• Supplied material:
········

PR #321, opened 2023-05-06
Support multiple `--pyenv` options

jherland:
These are the commits that were originally part of #313, but now split into this PR.

Commits:
- `LocalPackageResolver`: Accept multiple pyenvs
- Add support for multiple `--pyenv` options
- `settings.print_toml_config()`: Represent sets as sorted lists

### DIFF
--- a/fawltydeps/packages.py
+++ b/fawltydeps/packages.py
@@ -10,7 +10,18 @@ from contextlib import contextmanager
 from dataclasses import dataclass, replace
 from functools import partial
 from pathlib import Path
-from typing import Dict, Iterable, Iterator, List, Optional, Set, Tuple, Type, Union
+from typing import (
+    AbstractSet,
+    Dict,
+    Iterable,
+    Iterator,
+    List,
+    Optional,
+    Set,
+    Tuple,
+    Type,
+    Union,
+)
 
 # importlib_metadata is gradually graduating into the importlib.metadata stdlib
 # module, however we rely on internal functions and recent (and upcoming)
@@ -181,21 +192,24 @@ class UserDefinedMapping(BasePackageResolver):
 class LocalPackageResolver(BasePackageResolver):
     """Lookup imports exposed by packages installed in a Python environment."""
 
-    def __init__(self, pyenv_path: Optional[Path] = None) -> None:
+    def __init__(self, pyenv_paths: AbstractSet[Path] = frozenset()) -> None:
         """Lookup packages installed in the given virtualenv.
 
-        Default to the current python environment if `pyenv_path` is not given
-        (or None).
+        Default to the current python environment if `pyenv_paths` is empty
+        (the default).
 
         Use importlib_metadata to look up the mapping between packages and their
         provided import names.
         """
-        if pyenv_path is not None:
-            self.pyenv_path = self.determine_package_dir(pyenv_path)
-            if self.pyenv_path is None:
-                raise ValueError(f"Could not find a Python env at {pyenv_path}!")
-        else:
-            self.pyenv_path = None
+        self.package_dirs: Set[Path] = set()  # empty => use sys.path instead
+        for path in pyenv_paths:
+            package_dir = self.determine_package_dir(path)
+            if package_dir is None:
+                logger.warning(f"Could not find a Python env at {path}!")
+            else:
+                self.package_dirs.add(package_dir)
+        if pyenv_paths and not self.package_dirs:
+            raise ValueError(f"Could not find any Python env in {pyenv_paths}!")
         # We enumerate packages for pyenv_path _once_ and cache the result here:
         self._packages: Optional[Dict[str, Package]] = None
 
@@ -230,6 +244,42 @@ class LocalPackageResolver(BasePackageResolver):
         # Try again with parent directory
         return None if path.parent == path else cls.determine_package_dir(path.parent)
 
+    def _from_one_env(
+        self, env_paths: List[str]
+    ) -> Iterator[Tuple[CustomMapping, str]]:
+        """Return package-name-to-import-names mapping from one Python env.
+
+        This is roughly equivalent to calling importlib_metadata's
+        packages_distributions(), except that instead of implicitly querying
+        sys.path, we query env_paths instead.
+
+        Also, we are able to return packages that map to zero import names,
+        whereas packages_distributions() cannot.
+        """
+        seen = set()  # Package names (normalized) seen earlier in env_paths
+
+        # We're reaching into the internals of importlib_metadata here, which
+        # Mypy is not overly fond of, hence lots of "type: ignore"...
+        context = DistributionFinder.Context(path=env_paths)  # type: ignore
+        for dist in MetadataPathFinder().find_distributions(context):
+            normalized_name = Package.normalize_name(dist.name)
+            parent_dir = dist.locate_file("")
+            if normalized_name in seen:
+                # We already found another instance of this package earlier in
+                # env_paths. Assume that the earlier package is what Python's
+                # import machinery will choose, and that this later package is
+                # not interesting.
+                logger.debug(f"Skip {dist.name} {dist.version} under {parent_dir}")
+                continue
+
+            logger.debug(f"Found {dist.name} {dist.version} under {parent_dir}")
+            seen.add(normalized_name)
+            imports = list(
+                _top_level_declared(dist)  # type: ignore
+                or _top_level_inferred(dist)  # type: ignore
+            )
+            yield {dist.name: imports}, str(parent_dir)
+
     @property
     @calculated_once
     def packages(self) -> Dict[str, Package]:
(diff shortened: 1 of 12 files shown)


tests/test_cmdline.py
```diff
@@ -710,6 +710,25 @@ def test_check_detailed__simple_project_in_fake_venv__resolves_imports_vs_deps(
...
 
+def test_check_detailed__simple_project_w_2_fake_venv__resolves_imports_vs_deps(
+    fake_venv, project_with_code_and_requirements_txt
+):
+    tmp_path = project_with_code_and_requirements_txt(
+        imports=["some_module", "other_module", "requests"],
+        declares=["pandas", "some_module"],
+    )
+    venv_dir1, _ = fake_venv({"some_module": {"some_module"}})
+    venv_dir2, _ = fake_venv({"pandas": {"requests"}, "some_module": {"other_module"}})
```
Nour-Mws, line 721: Nitpick alert: I found the package names and their exposed import names confusing to read. Is there a reason to not:
- either use actual package names even if this is a fake env?
- or use completely made up names for all packages and imports?

Seeing `pandas` expose `requests` is a tiny bit jarring.

tests/test_settings.py
```diff
@@ -275,6 +275,14 @@ class SettingsTestVector:
             custom_mapping_file={Path("mapping.toml")},
         ),
     ),
+    SettingsTestVector(
+        "config_file_with_pyenvs_and_cli__cli_pyenvs_overrides_config",
+        config=dict(pyenvs=["foo", "bar"]),
+        cmdline=dict(pyenvs=["baz", "xyzzy"]),
```
Nour-Mws, line 281: Are we also defaulting to override config with cli arguments for other options that might have multiple values?

tests/test_cmdline.py
```diff
@@ -904,6 +904,30 @@ def test_cmdline_on_ignored_undeclared_option(
...
+                # ignore_undeclared = []
+                # ignore_unused = []
+                # deps_parser_choice = ...
+                # install_deps = false
+                # verbosity = 0
+                # [tool.fawltydeps.custom_mapping]
+                """
+            ).splitlines(),
+            id="generate_toml_config_with_multiple_pyenvs",
+        ),
```
Nour-Mws, line 930: A general question on the code below. Apologies in advance as this hasn't been actually touched by this PR:
```python
    tmp_path = project_with_code_and_requirements_txt(
        imports=["requests"],
        declares=["pandas"],
    )
    setup_fawltydeps_config(config)
    output, errors, returncode = run_fawltydeps_subprocess(
        "--config-file=pyproject.toml", *args, cwd=tmp_path
    )
```
This seems to assume that the `tmp_path` returned by `project_with_code_and_requirements_txt()` and the one used by `setup_fawltydeps_config()` are the same. Is that the case? And if so, why?

fawltydeps/packages.py
```diff
@@ -181,21 +192,26 @@ def lookup_packages(self, package_names: Set[str]) -> Dict[str, Package]:
...
-            self.pyenv_path = None
+        self.package_dirs: Set[Path] = set()  # empty => use sys.path instead
+        if pyenv_paths:
+            package_dirs = {
+                (path, self.determine_package_dir(path)) for path in pyenv_paths
+            }
+            for pyenv_path, package_dir in package_dirs:
+                if package_dir is None:
+                    logger.warning(f"Could not find a Python env at {pyenv_path}!")
+            self.package_dirs = {dir for _, dir in package_dirs if dir is not None}
```
Nour-Mws, line 212: I found this code a touch too indirect and hard to follow. Would the following make sense?
```suggestion
      for path in pyenv_paths:
          package_dir = self.determine_package_dir(path)
          if package_dir is None:
              logger.warning(f"Could not find a Python env at {path}!")
          else:
              self.package_dirs.add(package_dir)
```

Nour-Mws (commented):
Looks great as usual!
There's nothing that blocks this PR per se. Just a couple small questions that I hope will be straightforward. I am also fine either way for the suggestions I made.

fawltydeps/packages.py
jherland: Yes, that reads much better. Thanks! Will adopt, along with a changing the two lines below:
```python
            if not self.package_dirs:
                raise ValueError(f"Could not find any Python env in {pyenv_paths}!")
```
into
```python
        if pyenv_paths and not self.package_dirs:
            raise ValueError(f"Could not find any Python env in {pyenv_paths}!")
```
as an empty `self.package_dirs` is acceptable, but only when `pyenv_paths` was already empty.

tests/test_cmdline.py
jherland: Agreed. I believe what I was thinking about when I wrote this was to demonstrate (along with grabbing packages from multiple pyenvs) that you could have imports and declared deps that don't seem to line up at all, but that - given the right `Package` object - actually lines up perfectly in the end. However, using `pandas` and `requests` to demonstrate this is just stupid on my part. 🤪 Will fix!

tests/test_cmdline.py
jherland: Yes, in the end all of this boils down to the [`tmp_path` fixture from pytest](https://docs.pytest.org/en/6.2.x/tmpdir.html#the-tmp-path-fixture): If I use multiple fixtures in a test, and each of those uses `tmp_path`, then it's all the _same_ `tmp_path`; it is instantiated _once per test_:

```python
@pytest.fixture
def fixtureA(tmp_path):
    return tmp_path

@pytest.fixture
def fixtureB(tmp_path):
    return tmp_path

def test_case(fixtureA, fixtureB):
    assert fixtureA == fixtureB
```

Both `project_with_code_and_requirements_txt()` and `setup_fawltydeps_config()` are fixtures that rely on the pytest `tmp_path` fixture (via their use of `write_tmp_files()`. And the path returned from `project_with_code_and_requirements_txt()` is the one returned from `write_tmp_files()`, which is indeed the `tmp_path` fixture/value itself.

Thus the `tmp_path` variable in the test below has the exact same value as if we had just used the `tmp_path` fixture directly in the test case.

The test case, as written, is a bit indirect and convoluted, for sure, but I don't think it's _misleading_?

This is maybe clearer, although a bit more verbose?

```python
    tmp_path = project_with_code_and_requirements_txt(
        imports=["requests"],
        declares=["pandas"],
    )
    config_path = setup_fawltydeps_config(config)
    output, errors, returncode = run_fawltydeps_subprocess(
        f"--config-file={config_path.relative_to(tmp_path)}",
        *args,
        cwd=tmp_path,
    )
```

tests/test_settings.py
jherland: Yes, here's what happens for e.g. `.code` (using environment vs. CLI, but the same holds for config file vs. CLI):
```sh
$ fawltydeps_code='["fawltydeps/main.py", "fawltydeps/packages.py"]' \
  fawltydeps --list-imports --detailed
fawltydeps/main.py:20: pydantic
fawltydeps/packages.py:20: importlib_metadata
fawltydeps/packages.py:37: tomli

$ fawltydeps_code='["fawltydeps/main.py", "fawltydeps/packages.py"]' \
  fawltydeps --list-imports --detailed --code fawltydeps/types.py fawltydeps/utils.py
fawltydeps/types.py:15: typing_extensions
fawltydeps/utils.py:9: importlib_metadata
```

When I first wrote the `Settings` class, I added the following TODO (and it's still there):
```
    TODO? Currently overrides happen _completely_, for example specifying
    --ignore-undeclared on the command-line will _replace_ an ignore_undeclared
    directive in pyproject.toml. We may want to consider allowing some
    directives to _combine_ (although that will carry further complications).
```

The "further complications" I allude to here are more complex than one might imagine at first:
- We would probably need to introspect over the `Settings` members and/or their type and define _different_ ways of combining them:
  - Most sets (`code`/`deps`/`pyenvs`/`custom_mapping_file`/`ignore_*`) combine by _union_
  - `custom_mapping` combines by _merging dicts_ (a la `accumulate_mappings()`)
  - How do we want `actions` to combine? One could argue for either _replace_ or _union_, but probably _replace_ makes most sense.
  - `output_format` should likely _replace_?
  - Same with `deps_parser_choice`?
  - The `verbosity`number should probably `sum()` across levels?
- When we decide to take the _union_ of multi-valued members, then how do we deal with wanting to _remove_ something that was added at an earlier stage? For example: the config file says `code = ["foo.py", "bar.py"]`, but I want FD to look at code from `bar.py` and `baz.py`; I can add `baz.py` at the command-line, but how do I _remove_ `foo.py`?
- We would maybe need to add more options (`--remove-code=foo.py` or `--no-code=foo.py`) or more complex option parsing (`--code "+baz.py" "-foo.py"`) to deal with this.
- How to deal with different options that "cooperate" in unexpected ways? E.g. `deps = ["pyproject.toml"]` in the config file, but `--deps my_reqs.pip --deps-parser-choice requirements.txt` on the command line would probably combine into the following nonsense in `Settings`:
    ```
    deps = {"pyproject.toml", "my_reqs.pip"}
    deps_parser_choice = ParserChoice.REQUIREMENTS_TXT
    ```

When I first wrote this code in #167, I decided to _not_ open this Pandora's box of complexity, and to leave everything as strictly overriding/replacing for now.

After revisiting it now, I still think this is the sanity-preserving choice! 😅

fawltydeps/packages.py
jherland: Fixed in ed8b82a

tests/test_settings.py
Nour-Mws: I agree with that analysis. Could you post it in an issue as it's very useful and would otherwise be lost.

tests/test_cmdline.py
Nour-Mws: #TIL!
The new code you posted is as you said more verbose without necessarily making it clearer that we're using the same `tmp_path` as the fixture is called once.

Nour-Mws (approved):
Approving :tada: 
I added comments to two conversations and resolved them.

tests/test_settings.py
jherland: https://github.com/tweag/FawltyDeps/issues/328 ✅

········

• Task goal: A line belongs in the answer if it contains the word "further"; please copy each such line from the material.

• Answer to this problem:
    directives to _combine_ (although that will carry further complications).
The "further complications" I allude to here are more complex than one might imagine at first:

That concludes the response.